> [Task to complete]
Find and copy the lines in the records beneath this task that contain the word "even".

Saved entries

PR #36, opened 2020-09-22
Pull requests combined

jekabs-karklins:


jekabs-karklins:
@martin-trajanovski This is combined pullrequest of all 5 below pullrequest, when all changes are combined then E2E tests are passing.

PR #37, opened 2020-09-24
SWAP-1051 #resolved

martin-trajanovski:


martin-trajanovski:
This is probably failing because of the different name on the backend branch. We can first merge the backend branch into develop and it should pickup the latest develop and pass.

jekabs-karklins (approved):
Looks good

PR #39, opened 2020-09-28
Swap 1061 as a user i want to clone a sample

jekabs-karklins:


peter-asztalos (approved):

src/generated/sdk.ts
```diff
@@ -10,11 +10,15 @@ export type Scalars = {
   Boolean: boolean;
   Int: number;
   Float: number;
+  _Any: any;
```
martin-trajanovski, line 13: @jekabs-karklins I am not sure why we have/need this `_Any` scalar.

martin-trajanovski (approved):

src/generated/sdk.ts
peter-asztalos: 99% percent sure it is from Apollo federation, as we use it for generate the schema, even if we don't use the gateway or other features.

martin-trajanovski: Thanks good to know! 🚀

PR #41, opened 2020-10-06
Add Windows support

mr-field:
Part of UserOfficeProject/stfc-user-office-project#8

On Windows, specifying environment vars in package.json results in a build error so this PR moves `GENERATE_SOURCEMAP` to the `.env` file. It also adds a Windows-based Dockerfile.

The Dockerfile build stage it is identical to the existing one, but with a parameterised `FROM` statement that can take different Windows versions (see [here](https://docs.microsoft.com/en-us/virtualization/windowscontainers/manage-containers/hyperv-container) and [here](https://docs.microsoft.com/en-us/virtualization/windowscontainers/deploy-containers/version-compatibility) for why we need separate images for each Windows version). NodeJS does not provide official Docker images for Windows, so the Dockerfile is based on our own NodeJS port hosted on an internal registry.

The Dockerfile run stage has been changed to run the frontend in IIS instead of Nginx, as Nginx does not have a stable Windows version.

### DIFF
--- a/.env
+++ b/.env
@@ -1,1 +1,2 @@
 REACT_APP_ORCID_REDIRECT=https://orcid.org/oauth/authorize?client_id=APP-IUN046ZZDWW0L6ZT&response_type=code&scope=/activities/update%20/read-limited&redirect_uri=https://useroffice.ess.eu/SignUp/
+GENERATE_SOURCEMAP=false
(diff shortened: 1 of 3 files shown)


jekabs-karklins (approved):

mr-field:
I've opened https://github.com/UserOfficeProject/stfc-user-office-project/issues/43 to look at alternatives for where the NodeJS base image is hosted.

PR #42, opened 2020-10-07
Swap 1062 as a user officer i want to have all steps editable

jekabs-karklins:


peter-asztalos (approved):

src/components/proposal/SampleDeclarationContainer.tsx
```diff
@@ -1,26 +1,27 @@
-import { Typography } from '@material-ui/core';
 /* eslint-disable @typescript-eslint/no-use-before-define */
+import { Typography } from '@material-ui/core';
```
martin-trajanovski, line 2: You can import this as default from @material-ui/core/Typography. I think it is the best to keep that practice.

martin-trajanovski (approved):
It looks good to me! 💯 Keep up the good work! 🔥

src/components/proposal/SampleDeclarationContainer.tsx
peter-asztalos: Actually I made a test on the scheduler side, using both (webpack should support tree shaking so it will only include the code you actually use), and the prod build was few kB smaller when I used `import {}  from '@material-ui/core';` than importing them directly.  But there may be differences in the react-scripts versions, maybe worth testing.

martin-trajanovski: When I was testing it the build and starting dev environment time was dropping up to 10s when I include them directly as defaults. Not sure but it was mentioned somewhere how to improve the build time in their react-scripts issues.

martin-trajanovski: Maybe we should try to update everything and do some testing again to see how to improve even more.

peter-asztalos: Maybe it affects build time, I didn't test that, only the build size.

PR #44, opened 2020-10-12
Swap 1052 attach workflow to a call

martin-trajanovski:


martin-trajanovski:
There are many changes but it is mainly because I removed all `cy.wait()` and introduced new commands like `cy.notification({ variant: 'success', text: 'Updated successfully' })`. Also I did some cleanup and tried to re-use the `useDataApiWithFeedback` hook created by @jekabs-karklins. It is very useful because it leads to much cleaner and shorter code but in the same time firing notifications is centralized at one place and you have better control.

martin-trajanovski:
This is how removing all the `cy.wait()` commands resulted:

Screenshot_15
Screenshot_16

peter-asztalos (approved):

PR #45, opened 2020-10-15
SWAP-1112 Scheduler Auth

peter-asztalos:


src/generated/sdk.ts
```diff
@@ -6683,6 +6683,14 @@ export function getSdk(client: GraphQLClient, withWrapper: SdkFunctionWrapper =
...
     verifyEmail(variables: VerifyEmailMutationVariables): Promise<VerifyEmailMutation> {
       return withWrapper(() => client.request<VerifyEmailMutation>(print(VerifyEmailDocument), variables));
+    },
+    checkToken(variables: {token: any}): Promise<any> {
+      return withWrapper(() => client.request<any>(print(gql`
+            query checkToken($token: String!) {
+        checkToken(token: $token) {
+          isValid
+        }
+      }`), variables))
```
peter-asztalos, line 6693: I'm waiting for a https://github.com/UserOfficeProject/user-office-frontend/pull/44 then this will be properly generated, currently the generate command fails

.env
```diff
@@ -1,2 +1,5 @@
 REACT_APP_ORCID_REDIRECT=https://orcid.org/oauth/authorize?client_id=APP-IUN046ZZDWW0L6ZT&response_type=code&scope=/activities/update%20/read-limited&redirect_uri=https://useroffice.ess.eu/SignUp/
-GENERATE_SOURCEMAP=false
\ No newline at end of file
+GENERATE_SOURCEMAP=false
+
+# in dev
+REACT_APP_AUTH_ALLOWED_HOSTNAMES=localhost
```
peter-asztalos, line 5: This will probably change after I figure out how to do this properly in different environments

src/generated/sdk.ts
martin-trajanovski: Merged it! 🦾

src/components/App.tsx
```diff
@@ -66,7 +67,9 @@ class App extends React.Component {
     try {
       error = JSON.parse(error);
     } catch (e) {}
```
martin-trajanovski, line 69: What we do here if it cannot be parsed?

peter-asztalos: I didn't write this part, but I assume we try to parse first (maybe it can be a stringified json) and if that fails we use the original version.

Actually I made some testing and this part of the code doesn't work as expected. useUnauthorizedApi has a hook inside it (useSnackbar), and hooks cannot be used this way so it will throw, so this part needs some refactor / review in the future.

mr-field (approved):

martin-trajanovski (approved):

PR #47, opened 2020-10-19
Swap 1062 as a user officer i want to have all steps editable

jekabs-karklins:
## Description

This pull request resolves user story: As a user officer, I want to have all steps editable in the template editor.

## Motivation

Previously, the first step was reserved and could not be modified. 
For Proposals that contained Title, Abstract, PI, and Co-proposers. 
For samples that contained Sample Title.
Now the first step is just like any other step, which can have other questions added. This is useful for samples (and in the future all the remaining templates that are going to be built) because some templates are short and one step is sufficient.

## Fixes:

* Story: As a user officer I want to have all steps editable in the template editor.
* Task: If there is only one step in the questionary, don't show the progress bar
* Bugfix: If there is an exception happening on the frontend while reporting it, another exception happens, effectively masking the original error
* Improvement: https://github.com/UserOfficeProject/user-office-frontend/pull/42#discussion_r502230097

## Changes:

* Template editor
* Questionary

- [ ] Added new tests for samples
- [ ] Added new test for proposal. As a user officer, I want to be able to modify the proposal


src/components/call/CallGeneralInfo.tsx
```diff
@@ -54,17 +54,29 @@ const CallGeneralInfo: React.FC = () => {
...
+        name="proposalWorkflowId"
+        label="Proposal workflow"
+        loading={loadingProposalWorkflows}
+        noOptionsText="No proposal workflows"
+        items={
+          proposalWorkflows.length > 0
+            ? proposalWorkflowsWithInjectedSelectionRemoval
+            : []
+        }
+        InputProps={{ 'data-cy': 'call-workflow' }}
```
jekabs-karklins, line 78: @martin-trajanovski Change#1 I added data-cy to InputProps so they end up being on the dropdown

src/graphql/call/fragment.call.graphql
```diff
@@ -23,4 +24,28 @@ fragment call on Call {
       ...basicUserDetails
     }
   }
+  proposalWorkflow {
```
jekabs-karklins, line 27: @martin-trajanovski Change #1 I added proposalWorkflow on the call fragment. I was wondering is this too expensive to fetch? If it is, then I'll make a task to refactor a little.

martin-trajanovski: @jekabs-karklins I see that on the call we don't need `proposalWorkflowConnectionGroups`. What we need is just id, name and description I guess. I think that is just what I added.

src/components/call/CallGeneralInfo.tsx
martin-trajanovski: This is good I wasn't aware of adding props on FormikDropdown like this. 🟢

peter-asztalos (approved):

martin-trajanovski (commented):
I recommend that we create smaller pull requests so it will be much easier to review. This one is very hard to review and it takes a lot of time.

cypress/integration/samples.ts
```diff
@@ -71,33 +90,52 @@ context('Samples tests', () => {
...
     cy.get('[data-cy=title-input] input')
       .clear()
-      .type(sampleTitle);
+      .type(sampleTitle)
+      .should('have.value', sampleTitle);
 
-    cy.get('[role="presentation"] [data-cy=save-and-continue-button]')
-      .first()
+    cy.get('[data-cy=save-and-continue-button]')
+      .eq(1)
```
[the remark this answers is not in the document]
jekabs-karklins: They are the same because the same component is reused. Good point, I'll check if I can target it better.

martin-trajanovski (approved):

cypress/integration/samples.ts
```diff
@@ -71,33 +90,52 @@ context('Samples tests', () => {
...
       .click();
 
     cy.wait(4000);
```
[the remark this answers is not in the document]
jekabs-karklins: The wait seems to not be needed and I added better targeting
063806ffa6ace6e565295b28a0a02862b10f6c6a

> [Answer to this problem]
peter-asztalos: 99% percent sure it is from Apollo federation, as we use it for generate the schema, even if we don't use the gateway or other features.
martin-trajanovski: Maybe we should try to update everything and do some testing again to see how to improve even more.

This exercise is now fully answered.